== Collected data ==
"""

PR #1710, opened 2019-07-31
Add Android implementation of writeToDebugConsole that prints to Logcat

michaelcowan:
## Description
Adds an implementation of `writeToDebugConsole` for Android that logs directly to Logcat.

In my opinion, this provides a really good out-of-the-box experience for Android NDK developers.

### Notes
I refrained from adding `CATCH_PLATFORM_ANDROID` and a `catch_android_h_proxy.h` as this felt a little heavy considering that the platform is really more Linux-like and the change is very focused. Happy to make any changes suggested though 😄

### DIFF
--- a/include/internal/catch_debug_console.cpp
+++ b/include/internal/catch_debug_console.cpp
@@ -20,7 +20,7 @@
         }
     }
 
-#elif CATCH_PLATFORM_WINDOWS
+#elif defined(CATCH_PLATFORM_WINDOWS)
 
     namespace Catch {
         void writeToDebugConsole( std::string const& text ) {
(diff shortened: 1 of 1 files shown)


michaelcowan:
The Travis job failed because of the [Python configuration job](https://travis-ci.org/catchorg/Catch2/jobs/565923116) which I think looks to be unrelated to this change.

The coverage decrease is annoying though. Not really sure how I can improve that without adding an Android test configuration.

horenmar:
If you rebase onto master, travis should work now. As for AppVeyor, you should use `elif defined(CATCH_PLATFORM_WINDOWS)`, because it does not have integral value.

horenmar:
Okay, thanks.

"""

== TASK ITEM ==
The records above should be repeated exactly. Print them all.

== OUTPUT OF THE EXERCISE ==
PR #1710, opened 2019-07-31
Add Android implementation of writeToDebugConsole that prints to Logcat

michaelcowan:
## Description
Adds an implementation of `writeToDebugConsole` for Android that logs directly to Logcat.

In my opinion, this provides a really good out-of-the-box experience for Android NDK developers.

### Notes
I refrained from adding `CATCH_PLATFORM_ANDROID` and a `catch_android_h_proxy.h` as this felt a little heavy considering that the platform is really more Linux-like and the change is very focused. Happy to make any changes suggested though 😄

### DIFF
--- a/include/internal/catch_debug_console.cpp
+++ b/include/internal/catch_debug_console.cpp
@@ -20,7 +20,7 @@
         }
     }
 
-#elif CATCH_PLATFORM_WINDOWS
+#elif defined(CATCH_PLATFORM_WINDOWS)
 
     namespace Catch {
         void writeToDebugConsole( std::string const& text ) {
(diff shortened: 1 of 1 files shown)


michaelcowan:
The Travis job failed because of the [Python configuration job](https://travis-ci.org/catchorg/Catch2/jobs/565923116) which I think looks to be unrelated to this change.

The coverage decrease is annoying though. Not really sure how I can improve that without adding an Android test configuration.

horenmar:
If you rebase onto master, travis should work now. As for AppVeyor, you should use `elif defined(CATCH_PLATFORM_WINDOWS)`, because it does not have integral value.

horenmar:
Okay, thanks.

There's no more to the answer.